[Dataset entries]
>>>>>
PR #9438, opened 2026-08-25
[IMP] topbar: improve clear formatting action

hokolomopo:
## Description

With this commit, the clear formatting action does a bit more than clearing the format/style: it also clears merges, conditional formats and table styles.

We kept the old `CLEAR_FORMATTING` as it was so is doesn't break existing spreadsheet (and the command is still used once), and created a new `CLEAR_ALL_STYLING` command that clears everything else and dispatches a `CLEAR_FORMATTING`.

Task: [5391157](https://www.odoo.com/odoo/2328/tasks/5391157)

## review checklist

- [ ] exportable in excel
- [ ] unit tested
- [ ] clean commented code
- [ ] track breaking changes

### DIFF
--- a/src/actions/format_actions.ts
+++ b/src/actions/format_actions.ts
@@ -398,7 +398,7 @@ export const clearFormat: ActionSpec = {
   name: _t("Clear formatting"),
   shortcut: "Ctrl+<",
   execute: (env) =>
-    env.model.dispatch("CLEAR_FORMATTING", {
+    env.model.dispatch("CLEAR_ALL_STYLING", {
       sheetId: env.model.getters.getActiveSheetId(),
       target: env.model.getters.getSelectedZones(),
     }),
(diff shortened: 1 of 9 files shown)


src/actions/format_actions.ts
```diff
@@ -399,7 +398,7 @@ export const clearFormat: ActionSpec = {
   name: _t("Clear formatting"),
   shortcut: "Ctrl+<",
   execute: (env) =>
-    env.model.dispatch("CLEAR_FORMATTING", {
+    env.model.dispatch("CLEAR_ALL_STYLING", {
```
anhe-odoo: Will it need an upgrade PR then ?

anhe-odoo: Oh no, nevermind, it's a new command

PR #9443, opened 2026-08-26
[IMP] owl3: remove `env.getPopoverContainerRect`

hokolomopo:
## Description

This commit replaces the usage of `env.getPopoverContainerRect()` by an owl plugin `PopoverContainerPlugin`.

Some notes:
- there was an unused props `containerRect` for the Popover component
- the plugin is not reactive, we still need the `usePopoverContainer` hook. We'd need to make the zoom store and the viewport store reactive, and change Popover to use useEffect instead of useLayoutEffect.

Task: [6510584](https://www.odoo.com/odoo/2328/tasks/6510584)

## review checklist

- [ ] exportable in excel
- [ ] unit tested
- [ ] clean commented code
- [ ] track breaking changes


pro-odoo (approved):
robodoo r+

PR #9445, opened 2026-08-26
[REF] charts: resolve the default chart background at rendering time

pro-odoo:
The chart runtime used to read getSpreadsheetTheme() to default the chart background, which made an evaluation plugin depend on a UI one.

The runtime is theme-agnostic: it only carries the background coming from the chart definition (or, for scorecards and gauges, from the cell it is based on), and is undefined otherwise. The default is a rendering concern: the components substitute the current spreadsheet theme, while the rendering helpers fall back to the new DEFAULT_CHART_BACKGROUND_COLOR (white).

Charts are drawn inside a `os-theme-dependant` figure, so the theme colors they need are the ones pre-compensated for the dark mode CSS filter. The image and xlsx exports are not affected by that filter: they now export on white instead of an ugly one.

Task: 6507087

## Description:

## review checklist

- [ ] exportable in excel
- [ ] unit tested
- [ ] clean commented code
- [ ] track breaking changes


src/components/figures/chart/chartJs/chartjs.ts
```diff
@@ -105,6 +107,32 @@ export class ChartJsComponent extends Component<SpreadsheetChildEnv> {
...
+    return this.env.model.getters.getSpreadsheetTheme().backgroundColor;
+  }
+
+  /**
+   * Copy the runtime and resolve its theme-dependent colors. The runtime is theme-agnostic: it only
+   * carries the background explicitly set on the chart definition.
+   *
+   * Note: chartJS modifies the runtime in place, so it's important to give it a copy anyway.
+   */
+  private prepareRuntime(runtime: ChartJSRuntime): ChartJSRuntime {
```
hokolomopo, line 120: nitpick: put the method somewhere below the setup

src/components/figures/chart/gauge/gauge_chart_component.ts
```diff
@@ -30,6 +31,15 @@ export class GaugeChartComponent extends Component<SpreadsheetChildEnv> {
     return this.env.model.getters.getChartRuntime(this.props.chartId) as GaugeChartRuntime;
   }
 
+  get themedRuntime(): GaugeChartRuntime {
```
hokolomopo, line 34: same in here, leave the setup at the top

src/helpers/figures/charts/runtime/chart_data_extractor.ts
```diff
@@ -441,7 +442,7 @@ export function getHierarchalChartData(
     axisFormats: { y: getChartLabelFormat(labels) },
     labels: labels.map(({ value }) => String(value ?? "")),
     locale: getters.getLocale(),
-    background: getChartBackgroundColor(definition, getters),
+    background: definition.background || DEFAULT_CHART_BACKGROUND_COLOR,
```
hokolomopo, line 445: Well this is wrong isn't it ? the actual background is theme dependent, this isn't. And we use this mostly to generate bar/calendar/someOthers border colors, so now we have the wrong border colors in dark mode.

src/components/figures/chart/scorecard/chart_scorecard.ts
<<<<<
Copy out each line of the data exactly.

PR #9438, opened 2026-08-25
[IMP] topbar: improve clear formatting action

hokolomopo:
## Description

With this commit, the clear formatting action does a bit more than clearing the format/style: it also clears merges, conditional formats and table styles.

We kept the old `CLEAR_FORMATTING` as it was so is doesn't break existing spreadsheet (and the command is still used once), and created a new `CLEAR_ALL_STYLING` command that clears everything else and dispatches a `CLEAR_FORMATTING`.

Task: [5391157](https://www.odoo.com/odoo/2328/tasks/5391157)

## review checklist

- [ ] exportable in excel
- [ ] unit tested
- [ ] clean commented code
- [ ] track breaking changes

### DIFF
--- a/src/actions/format_actions.ts
+++ b/src/actions/format_actions.ts
@@ -398,7 +398,7 @@ export const clearFormat: ActionSpec = {
   name: _t("Clear formatting"),
   shortcut: "Ctrl+<",
   execute: (env) =>
-    env.model.dispatch("CLEAR_FORMATTING", {
+    env.model.dispatch("CLEAR_ALL_STYLING", {
       sheetId: env.model.getters.getActiveSheetId(),
       target: env.model.getters.getSelectedZones(),
     }),
(diff shortened: 1 of 9 files shown)


src/actions/format_actions.ts
```diff
@@ -399,7 +398,7 @@ export const clearFormat: ActionSpec = {
   name: _t("Clear formatting"),
   shortcut: "Ctrl+<",
   execute: (env) =>
-    env.model.dispatch("CLEAR_FORMATTING", {
+    env.model.dispatch("CLEAR_ALL_STYLING", {
```
anhe-odoo: Will it need an upgrade PR then ?

anhe-odoo: Oh no, nevermind, it's a new command

PR #9443, opened 2026-08-26
[IMP] owl3: remove `env.getPopoverContainerRect`

hokolomopo:
## Description

This commit replaces the usage of `env.getPopoverContainerRect()` by an owl plugin `PopoverContainerPlugin`.

Some notes:
- there was an unused props `containerRect` for the Popover component
- the plugin is not reactive, we still need the `usePopoverContainer` hook. We'd need to make the zoom store and the viewport store reactive, and change Popover to use useEffect instead of useLayoutEffect.

Task: [6510584](https://www.odoo.com/odoo/2328/tasks/6510584)

## review checklist

- [ ] exportable in excel
- [ ] unit tested
- [ ] clean commented code
- [ ] track breaking changes


pro-odoo (approved):
robodoo r+

PR #9445, opened 2026-08-26
[REF] charts: resolve the default chart background at rendering time

pro-odoo:
The chart runtime used to read getSpreadsheetTheme() to default the chart background, which made an evaluation plugin depend on a UI one.

The runtime is theme-agnostic: it only carries the background coming from the chart definition (or, for scorecards and gauges, from the cell it is based on), and is undefined otherwise. The default is a rendering concern: the components substitute the current spreadsheet theme, while the rendering helpers fall back to the new DEFAULT_CHART_BACKGROUND_COLOR (white).

Charts are drawn inside a `os-theme-dependant` figure, so the theme colors they need are the ones pre-compensated for the dark mode CSS filter. The image and xlsx exports are not affected by that filter: they now export on white instead of an ugly one.

Task: 6507087

## Description:

## review checklist

- [ ] exportable in excel
- [ ] unit tested
- [ ] clean commented code
- [ ] track breaking changes


src/components/figures/chart/chartJs/chartjs.ts
```diff
@@ -105,6 +107,32 @@ export class ChartJsComponent extends Component<SpreadsheetChildEnv> {
...
+    return this.env.model.getters.getSpreadsheetTheme().backgroundColor;
+  }
+
+  /**
+   * Copy the runtime and resolve its theme-dependent colors. The runtime is theme-agnostic: it only
+   * carries the background explicitly set on the chart definition.
+   *
+   * Note: chartJS modifies the runtime in place, so it's important to give it a copy anyway.
+   */
+  private prepareRuntime(runtime: ChartJSRuntime): ChartJSRuntime {
```
hokolomopo, line 120: nitpick: put the method somewhere below the setup

src/components/figures/chart/gauge/gauge_chart_component.ts
```diff
@@ -30,6 +31,15 @@ export class GaugeChartComponent extends Component<SpreadsheetChildEnv> {
     return this.env.model.getters.getChartRuntime(this.props.chartId) as GaugeChartRuntime;
   }
 
+  get themedRuntime(): GaugeChartRuntime {
```
hokolomopo, line 34: same in here, leave the setup at the top

src/helpers/figures/charts/runtime/chart_data_extractor.ts
```diff
@@ -441,7 +442,7 @@ export function getHierarchalChartData(
     axisFormats: { y: getChartLabelFormat(labels) },
     labels: labels.map(({ value }) => String(value ?? "")),
     locale: getters.getLocale(),
-    background: getChartBackgroundColor(definition, getters),
+    background: definition.background || DEFAULT_CHART_BACKGROUND_COLOR,
```
hokolomopo, line 445: Well this is wrong isn't it ? the actual background is theme dependent, this isn't. And we use this mostly to generate bar/calendar/someOthers border colors, so now we have the wrong border colors in dark mode.

src/components/figures/chart/scorecard/chart_scorecard.ts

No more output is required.